* [Task requirements]: Restate the listing in full, keeping every word as it is.

* [Raw data]:

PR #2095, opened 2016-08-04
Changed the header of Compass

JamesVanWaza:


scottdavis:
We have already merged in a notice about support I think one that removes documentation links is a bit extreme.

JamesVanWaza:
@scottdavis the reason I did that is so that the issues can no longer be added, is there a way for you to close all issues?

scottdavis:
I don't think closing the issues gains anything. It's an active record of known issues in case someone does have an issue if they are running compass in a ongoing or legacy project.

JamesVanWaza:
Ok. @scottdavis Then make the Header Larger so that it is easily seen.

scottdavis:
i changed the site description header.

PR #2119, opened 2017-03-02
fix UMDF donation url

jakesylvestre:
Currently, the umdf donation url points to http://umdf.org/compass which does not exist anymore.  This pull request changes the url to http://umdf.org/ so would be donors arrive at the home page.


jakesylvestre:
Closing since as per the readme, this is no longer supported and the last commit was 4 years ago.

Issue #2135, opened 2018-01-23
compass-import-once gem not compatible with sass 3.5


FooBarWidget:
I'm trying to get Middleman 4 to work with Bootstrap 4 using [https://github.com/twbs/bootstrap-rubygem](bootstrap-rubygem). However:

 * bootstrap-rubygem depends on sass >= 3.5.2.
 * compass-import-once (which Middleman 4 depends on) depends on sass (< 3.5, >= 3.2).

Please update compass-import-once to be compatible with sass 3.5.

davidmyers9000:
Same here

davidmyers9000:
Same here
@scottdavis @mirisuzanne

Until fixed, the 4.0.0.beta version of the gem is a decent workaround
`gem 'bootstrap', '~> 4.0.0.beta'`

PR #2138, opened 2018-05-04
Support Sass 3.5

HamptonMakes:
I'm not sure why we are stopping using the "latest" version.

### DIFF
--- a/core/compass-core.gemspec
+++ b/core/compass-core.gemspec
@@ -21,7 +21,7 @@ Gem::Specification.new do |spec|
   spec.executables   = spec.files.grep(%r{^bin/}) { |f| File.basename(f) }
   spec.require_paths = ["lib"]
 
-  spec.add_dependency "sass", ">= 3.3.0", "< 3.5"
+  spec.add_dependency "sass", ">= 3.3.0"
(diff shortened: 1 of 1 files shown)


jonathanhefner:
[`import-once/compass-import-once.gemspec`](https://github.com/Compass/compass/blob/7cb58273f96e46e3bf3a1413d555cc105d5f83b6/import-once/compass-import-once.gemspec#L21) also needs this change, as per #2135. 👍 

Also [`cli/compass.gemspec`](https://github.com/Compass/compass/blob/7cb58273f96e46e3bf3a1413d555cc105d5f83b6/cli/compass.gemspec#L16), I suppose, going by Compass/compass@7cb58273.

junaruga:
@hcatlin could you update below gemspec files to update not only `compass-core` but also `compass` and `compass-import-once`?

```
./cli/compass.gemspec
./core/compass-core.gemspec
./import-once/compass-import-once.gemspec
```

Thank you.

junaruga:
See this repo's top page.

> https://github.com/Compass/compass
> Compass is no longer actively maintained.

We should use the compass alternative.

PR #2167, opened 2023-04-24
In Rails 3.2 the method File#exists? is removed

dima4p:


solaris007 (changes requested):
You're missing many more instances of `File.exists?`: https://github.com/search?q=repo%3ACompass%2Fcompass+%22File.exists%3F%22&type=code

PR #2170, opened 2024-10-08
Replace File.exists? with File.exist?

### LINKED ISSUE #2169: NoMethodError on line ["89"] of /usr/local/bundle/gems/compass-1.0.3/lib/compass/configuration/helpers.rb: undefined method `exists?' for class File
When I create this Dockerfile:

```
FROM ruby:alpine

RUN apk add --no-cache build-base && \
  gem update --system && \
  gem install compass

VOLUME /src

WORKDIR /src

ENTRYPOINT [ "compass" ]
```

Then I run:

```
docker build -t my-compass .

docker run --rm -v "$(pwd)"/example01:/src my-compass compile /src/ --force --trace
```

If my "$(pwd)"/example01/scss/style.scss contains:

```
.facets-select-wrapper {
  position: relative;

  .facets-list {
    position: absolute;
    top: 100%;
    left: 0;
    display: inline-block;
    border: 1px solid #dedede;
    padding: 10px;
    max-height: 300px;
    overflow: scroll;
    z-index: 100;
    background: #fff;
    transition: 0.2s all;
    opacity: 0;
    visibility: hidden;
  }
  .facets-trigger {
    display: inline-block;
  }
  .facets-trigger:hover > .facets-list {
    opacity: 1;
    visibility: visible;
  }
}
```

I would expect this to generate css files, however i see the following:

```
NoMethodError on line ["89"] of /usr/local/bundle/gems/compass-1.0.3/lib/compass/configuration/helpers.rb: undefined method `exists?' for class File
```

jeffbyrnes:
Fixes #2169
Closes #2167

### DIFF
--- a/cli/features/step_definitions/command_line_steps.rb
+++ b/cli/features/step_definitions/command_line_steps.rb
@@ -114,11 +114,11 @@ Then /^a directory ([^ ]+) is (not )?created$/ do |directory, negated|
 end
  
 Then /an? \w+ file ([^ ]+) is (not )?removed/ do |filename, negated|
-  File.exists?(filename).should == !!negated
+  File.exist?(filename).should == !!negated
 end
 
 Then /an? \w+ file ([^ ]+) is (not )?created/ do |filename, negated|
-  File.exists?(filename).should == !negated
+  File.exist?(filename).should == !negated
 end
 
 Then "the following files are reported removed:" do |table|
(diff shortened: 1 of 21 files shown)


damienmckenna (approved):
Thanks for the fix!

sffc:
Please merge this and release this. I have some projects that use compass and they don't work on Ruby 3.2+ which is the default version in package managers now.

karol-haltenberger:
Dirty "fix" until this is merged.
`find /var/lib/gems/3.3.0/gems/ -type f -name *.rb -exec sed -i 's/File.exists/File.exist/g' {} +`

* [Written solution]:
PR #2095, opened 2016-08-04
Changed the header of Compass

JamesVanWaza:


scottdavis:
We have already merged in a notice about support I think one that removes documentation links is a bit extreme.

JamesVanWaza:
@scottdavis the reason I did that is so that the issues can no longer be added, is there a way for you to close all issues?

scottdavis:
I don't think closing the issues gains anything. It's an active record of known issues in case someone does have an issue if they are running compass in a ongoing or legacy project.

JamesVanWaza:
Ok. @scottdavis Then make the Header Larger so that it is easily seen.

scottdavis:
i changed the site description header.

PR #2119, opened 2017-03-02
fix UMDF donation url

jakesylvestre:
Currently, the umdf donation url points to http://umdf.org/compass which does not exist anymore.  This pull request changes the url to http://umdf.org/ so would be donors arrive at the home page.


jakesylvestre:
Closing since as per the readme, this is no longer supported and the last commit was 4 years ago.

Issue #2135, opened 2018-01-23
compass-import-once gem not compatible with sass 3.5


FooBarWidget:
I'm trying to get Middleman 4 to work with Bootstrap 4 using [https://github.com/twbs/bootstrap-rubygem](bootstrap-rubygem). However:

 * bootstrap-rubygem depends on sass >= 3.5.2.
 * compass-import-once (which Middleman 4 depends on) depends on sass (< 3.5, >= 3.2).

Please update compass-import-once to be compatible with sass 3.5.

davidmyers9000:
Same here

davidmyers9000:
Same here
@scottdavis @mirisuzanne

Until fixed, the 4.0.0.beta version of the gem is a decent workaround
`gem 'bootstrap', '~> 4.0.0.beta'`

PR #2138, opened 2018-05-04
Support Sass 3.5

HamptonMakes:
I'm not sure why we are stopping using the "latest" version.

### DIFF
--- a/core/compass-core.gemspec
+++ b/core/compass-core.gemspec
@@ -21,7 +21,7 @@ Gem::Specification.new do |spec|
   spec.executables   = spec.files.grep(%r{^bin/}) { |f| File.basename(f) }
   spec.require_paths = ["lib"]
 
-  spec.add_dependency "sass", ">= 3.3.0", "< 3.5"
+  spec.add_dependency "sass", ">= 3.3.0"
(diff shortened: 1 of 1 files shown)


jonathanhefner:
[`import-once/compass-import-once.gemspec`](https://github.com/Compass/compass/blob/7cb58273f96e46e3bf3a1413d555cc105d5f83b6/import-once/compass-import-once.gemspec#L21) also needs this change, as per #2135. 👍 

Also [`cli/compass.gemspec`](https://github.com/Compass/compass/blob/7cb58273f96e46e3bf3a1413d555cc105d5f83b6/cli/compass.gemspec#L16), I suppose, going by Compass/compass@7cb58273.

junaruga:
@hcatlin could you update below gemspec files to update not only `compass-core` but also `compass` and `compass-import-once`?

```
./cli/compass.gemspec
./core/compass-core.gemspec
./import-once/compass-import-once.gemspec
```

Thank you.

junaruga:
See this repo's top page.

> https://github.com/Compass/compass
> Compass is no longer actively maintained.

We should use the compass alternative.

PR #2167, opened 2023-04-24
In Rails 3.2 the method File#exists? is removed

dima4p:


solaris007 (changes requested):
You're missing many more instances of `File.exists?`: https://github.com/search?q=repo%3ACompass%2Fcompass+%22File.exists%3F%22&type=code

PR #2170, opened 2024-10-08
Replace File.exists? with File.exist?

### LINKED ISSUE #2169: NoMethodError on line ["89"] of /usr/local/bundle/gems/compass-1.0.3/lib/compass/configuration/helpers.rb: undefined method `exists?' for class File
When I create this Dockerfile:

```
FROM ruby:alpine

RUN apk add --no-cache build-base && \
  gem update --system && \
  gem install compass

VOLUME /src

WORKDIR /src

ENTRYPOINT [ "compass" ]
```

Then I run:

```
docker build -t my-compass .

docker run --rm -v "$(pwd)"/example01:/src my-compass compile /src/ --force --trace
```

If my "$(pwd)"/example01/scss/style.scss contains:

```
.facets-select-wrapper {
  position: relative;

  .facets-list {
    position: absolute;
    top: 100%;
    left: 0;
    display: inline-block;
    border: 1px solid #dedede;
    padding: 10px;
    max-height: 300px;
    overflow: scroll;
    z-index: 100;
    background: #fff;
    transition: 0.2s all;
    opacity: 0;
    visibility: hidden;
  }
  .facets-trigger {
    display: inline-block;
  }
  .facets-trigger:hover > .facets-list {
    opacity: 1;
    visibility: visible;
  }
}
```

I would expect this to generate css files, however i see the following:

```
NoMethodError on line ["89"] of /usr/local/bundle/gems/compass-1.0.3/lib/compass/configuration/helpers.rb: undefined method `exists?' for class File
```

jeffbyrnes:
Fixes #2169
Closes #2167

### DIFF
--- a/cli/features/step_definitions/command_line_steps.rb
+++ b/cli/features/step_definitions/command_line_steps.rb
@@ -114,11 +114,11 @@ Then /^a directory ([^ ]+) is (not )?created$/ do |directory, negated|
 end
  
 Then /an? \w+ file ([^ ]+) is (not )?removed/ do |filename, negated|
-  File.exists?(filename).should == !!negated
+  File.exist?(filename).should == !!negated
 end
 
 Then /an? \w+ file ([^ ]+) is (not )?created/ do |filename, negated|
-  File.exists?(filename).should == !negated
+  File.exist?(filename).should == !negated
 end
 
 Then "the following files are reported removed:" do |table|
(diff shortened: 1 of 21 files shown)


damienmckenna (approved):
Thanks for the fix!

sffc:
Please merge this and release this. I have some projects that use compass and they don't work on Ruby 3.2+ which is the default version in package managers now.

karol-haltenberger:
Dirty "fix" until this is merged.
`find /var/lib/gems/3.3.0/gems/ -type f -name *.rb -exec sed -i 's/File.exists/File.exist/g' {} +`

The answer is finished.